We can see this kind of governance in action, for example, in Malawi, where the fund has invested over $1.3 billion. With among the highest HIV rates in the world, Malawi has made some of the fastest progress against the disease—cutting AIDS deaths and new HIV infections in half through highly effective use of donor money. At a broader level, financing from the fund has supported the growth of new NGOs that have monitored government budgets, promoted human rights, and campaigned against corruption. Recently, for example, when the government tried to transfer money budgeted for health to an organization run by the first lady to beautify Malawi, advocates found out through the transparency of the Global Fund, exposed the move to the media, and held protests in the capital leading to defunding of the AIDS commission.

Good governance doesn’t mean there is never fraud or abuse. Indeed the U.S. government recovered $2.6 billion in fiscal 2017 from health care fraud. Good governance means that there are institutions in place to respond to bad actors, effective rule of law to adjudicate disputes, and ways for people to hold their government accountable. These factors are critical not just for protecting health budgets but also for building strong economies. In Malawi, rather than undermining the ability of citizens to hold government accountable, money from the Global Fund also helped improve transparency and provided the tools to fight corruption.

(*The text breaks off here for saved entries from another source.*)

PR #779, opened 2024-12-30
pass strings by const reference and use find_last_not_of

soyersoyer:
const reference opportunities were advised by cppcheck to skip copy construction

### DIFF
--- a/src/minidexed.cpp
+++ b/src/minidexed.cpp
@@ -1968,9 +1968,9 @@ std::string CMiniDexed::GetNewPerformanceDefaultName(void)
 	return m_PerformanceConfig.GetNewPerformanceDefaultName();
 }
 
-void CMiniDexed::SetNewPerformanceName(std::string nName)
+void CMiniDexed::SetNewPerformanceName(const std::string &Name)
 {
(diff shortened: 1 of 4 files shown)


probonopd:
If I understand it right:

*   It improves the efficiency of string handling by using `const std::string &` instead of `std::string` as function parameters. This avoids unnecessary string copies and reduces memory allocation.
*   It simplifies the code in `CPerformanceConfig::SetNewPerformanceName` by using the `find_last_not_of` method to remove trailing spaces from the input string. This replaces the original loop that iterated over the string to find the last non-space character.
*   The changes are consistent across multiple files (`minidexed.cpp`, `minidexed.h`, `performanceconfig.cpp`, and `performanceconfig.h`), ensuring that the improvements are applied uniformly throughout the codebase.

Thanks @soyersoyer. Were you able to test it thoroughly so it's low risk to merge?

soyersoyer:
Yes.

diyelectromusic (approved):
Remember I'm not a C++ expert, but from what I think I know of references, I can't see any issues with this.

Not all aid is created equal. Last year, through the Bipartisan Policy Center, two former Senate majority leaders and I collaborated on a study that showed that the PEPFAR program was associated with similar positive trends in governance. Other studies have linked more general foreign aid to poorer governance. This suggests that there may be something particularly beneficial about aid for global health. First off, health aid is targeted to need. Although the political interests of aid-sending nations play a role, health aid flows primarily to low- and middle-income countries to address specific needs. Second, the structures and processes associated with good global health work are related to improving governance, including the strong participation of activists, NGOs, and doctors. Finally, health aid is often pegged to specific program targets like getting a certain number of people access to HIV treatment or distributing a particular number of bed nets to fight malaria. These are tangible goals, visible to the population, and the focus on results can help set citizen expectations that promised public goods will, in fact, be delivered.

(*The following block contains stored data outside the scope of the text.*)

PR #786, opened 2025-01-07
Add hardware configuration for Serdaco MP32L device

probonopd:
https://github.com/probonopd/MiniDexed/discussions/785#discussioncomment-11765623

@BobanSpasic it would be great if you could test the configuration in this build. 

Need to replace the default `minidexed.ini` in the root of the microSD card with the appropriate one from inside the `hardware` folder.

PR #787, opened 2025-01-08
Add hardware configuration for mt32-Pi-Midi-Hat device

probonopd:
Based on https://github.com/probonopd/MiniDexed/pull/786#issuecomment-2576758227

@logomancer can you please give this build a try and please tell me the exact version of your board (it is printed on the PCB). Thanks!


logomancer:
The configuration works. I am using version 1.7.1 of the board. I should point out that the board is designed to be assembled with either the 128x32 or the 128x64 display, so people may have to do some configuration regardless. But at least the display is in the correct orientation now.

PR #790, opened 2025-01-09
Always show both arrows in the bank selector menu

soyersoyer:
It wraps around.


soyersoyer:
What about this? It's really a simple change.

soyersoyer:
What about this? It's really a simple change.

soyersoyer:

In this context, the Trump administration’s moves to cut aid for global health as a way to improve governance are indefensible. The Global Fund is preparing for a major donor conference to be hosted by French President Emmanuel Macron this fall. But the Trump budget proposes to cut the three-year U.S. pledge by over $1 billion—a disaster since U.S. funding is matched two-to-one by other countries. The PEPFAR program, UNICEF, and a variety of other aid programs come in for similar cuts. Of course, it is the U.S. Congress that really has the power to set U.S. funding levels, and members of Congress have voiced their intentions of ignoring Trump’s budget proposal. Nonetheless, it is worrying that the old debate over whether aid is good or bad has been reopened.

Improving health is not possible in a vacuum. We do need strong institutions. And just as the United Nations Sustainable Development Goals link improved health with improved governance, our research on the Global Fund to Fight AIDS, Tuberculosis, and Malaria shows that aid, when it flows through well-designed mechanisms, can be a key part of doing both.

Matthew M. Kavanagh, PhD is assistant professor of global health at Georgetown University and director of the Global Health Policy and Politics Initiative at the O’Neill Institute for National and Global Health Law.